A lot of the pressure is riding on them.”
And drivers don’t just navigate the twisting Tennessee roads with 10-ton product in their rearview mirrors. They are the dynamic on-site representatives, following up with clients and solving problems during crises. “It’s more work, but it pays off,” Eric says. “We’re more expensive than our competition, probably $100 more on our residential line and $1,000 in our commercial line, but we’re well worth it.”
According to Tennessee utilities, Barger tanks are well worth the price. Tennessee law requires utilities to follow stringent wastewater codes. Rules call for every gallon of sewage entering an on-site sewage treatment plant to result in one gallon of treated water. In response, these plant manufacturers often specify Barger’s watertight tanks and have done so for the past eight years.
“We have built a business around doing what people call impossible.”
In the past year, retention has gotten a lot easier for Barger & Sons: they’re making better products and they’re making clients smarter. Based on recommendations from the Knoxville Utility Board (KUB), a prospective client, Barger & Sons upped the value of its grease interceptors in September 2004 by getting them H20 highway traffic rated. The heavy-duty product is designed for 8-foot cover, and it’s built tough enough to withstand the passage of a fully loaded tractor trailer. With exclusive bragging rights as the state’s only H20 grease interceptor manufacturer, Barger’s newest product comes with a fat price tag.
“KUB wanted 1,000-gallon traffic-rated tanks, so we made them,” Eric said. “The only problem is getting commercial and industrial clients to buy in because they cost $2,500 as opposed to our competitors’ non-traffic rated grease interceptor, which runs $400.”
Some precasters would find it impossible to justify a superior product’s price that is six times costlier than the competition’s generic grease interceptor. Eric says the buy-in from clients is earned through savvy marketing and personalized service.
Eric starts out with a technical white paper for all of the indecisive clients. “It’s the first thing they see,” Eric says. “We draw a clear technical picture that explains why the product will help them.

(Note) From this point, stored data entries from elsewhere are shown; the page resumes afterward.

PR #2135, opened 2026-06-22
Update the logging API and make them generic

huitema:
This work is inspired by the PR #2134 submitted by @gmarzot. That PR demonstrated the need for a generic API to add an application specific logging module, typically integrated with the application log.

It also pushed us to take a deep look at the current support for 3 different logging modes: text, binary and qlog. We know that the text and binary format are largely obsolete now, and that we want to ultimately removed them. They were added over time, and each time we added specialized variables in the QUIC context.

The proposed unification implemented in this PR has the following features:

* In the quic context `picoquic_quic_t`, we replace the existing ad hoc lists of logging parameters by a table of three "unified logging" function pointers and a table of three "void" parameters associated with these functions.
* In the connection context `picoquic_cnx_t` we replace the existing ad hoc lists of logging parameters by a table of three "unified logging" context parameters.
* We introduce a generic registration API that provides the function pointer and the associated parameter for the logging method.
* We update the signature of all unified logging functions to add either a per QUIC context parameter to the functions using a `quic` argument or a per connection logging context parameter for the function using a `cnx` argument.
* The method `log_new_connection` is augmented to pass the per quic context parameter and to set the value of the per connection logging context. If that value is NULL, the connection will not be logged, even if the logging method is registered for the QUIC context.
* We add a `log_flush` method to force flushing if the log file, and replace ad hoc implementations that were used for the text and binary methods. These methods are called in the code after sensitive events like creation or destruction of paths, to avid having only partial logs when issues occur.

The unified log header includes the definition of the registration function:
```
int picoquic_register_log_functions(picoquic_quic_t* quic, picoquic_unified_logging_t* fns, void* params);
```
This function can be used to register an application specific logging method.

We added a method to retrieve the per context parameter for a specific method, so applications can retrieve them whne useful, without having to use non public API, and without having make assumptions about the number of the logging slot in which the method is registered:
```
void* picoquic_get_log_params(picoquic_quic_t* quic, picoquic_unified_logging_t* fns);
```

The existing logging functions have been updated as follow:

* qlog: the registration in the QUIC context records a logging directory. The directory name is passed in the "per QUIC context" parameter. The per connection parameter includes per connection data and the pointer to the log file opened in that directory.
* binary: the registration in the QUIC context records a logging directory. The directory name is passed in the "per QUIC context" parameter. The per connection FILE pointer is passed as a per connection context parameter.
* text log: the registration in the QUIC context opens a log file. The FILE pointer is passed as the "per QUIC context" parameter, and also used as the "per connection" context parameter.

The existing tests have been updated to use the modified API, and are all passing.


gmarzot:
looks great.  Could `picoquic_packet_type_enum` move to picoquic.h, and `st_picoquic_packet_header_t` either move or be treated as an opaque pointer from picoquic_unified_log.h? Without this, `picoquic_register_log_functions` is usable in name only from outside the library — same gap we hit on https://github.com/openmoq/moxygen/pull/256.

gmarzot:
PICOQUIC_MAX_LOG_FUNCTIONS=3 matches the existing text/bin/qlog slots. If an application wants to register a 4th, it would have to first nullify a builtin — is that the intended pattern, or would bumping the cap be reasonable? Happy with either; just want to make sure the lifecycle expectation is documented.

gmarzot (approved):

huitema:
The number of slots should not be a problem, because the slots are only occupied if the application actively set the login mode -- calling picoquic_set_qlog, for example. There is almost no reason for application to set both qlog and textlog, or qlog and binlog.

suhasHere (approved):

The language and presentation of the white paper are key.”
Perhaps the only Barger & Sons’ product without the company logo, the white paper is left brandless, because Eric wants the engineer, contractor or architect to adopt the design as their own.
“I want him to pass it up the line of command as his design; that’s why it’s left independent,” Eric says. “When he takes credit for the design option and brings it to the powers that be, that’s our ammunition for selling our product. You want indisputable language and terms so clients understand the superiority of the product.”
In the past six months, Barger & Sons have sold 60 percent more H20 traffic-rated tanks than those interceptors without the rating. “Nobody thought that would happen because of the expense associated with the H20 product,” Eric said. “The marketing worked.” During the product’s development stages, even his family doubted the H20 design because labor and cost were such big factors. At the rate of success with the H20 design, the tanks could be 10 times the cost of a competitor’s products, and engineers, architects and utilities would still line up to buy them.
“It’s about liability and the environment,” Eric said. “The P.E.-designed tank helps shoulder liabilities that utilities and commercial clients face constantly these days. On top of it all, the design enhances the structure’s quality, promoting a safer, more ecologically friendly tank.”
Technical marketing, networking, a strong Web site presence and personalized service draw customers to Barger’s products. “We convince our customers of the quality of the product and reassure them that maintenance and future service are guaranteed,” Eric said.
With thinking like that, Eric is stepping confidently into the future. And that makes Barger & Sons a precaster for the new millennium.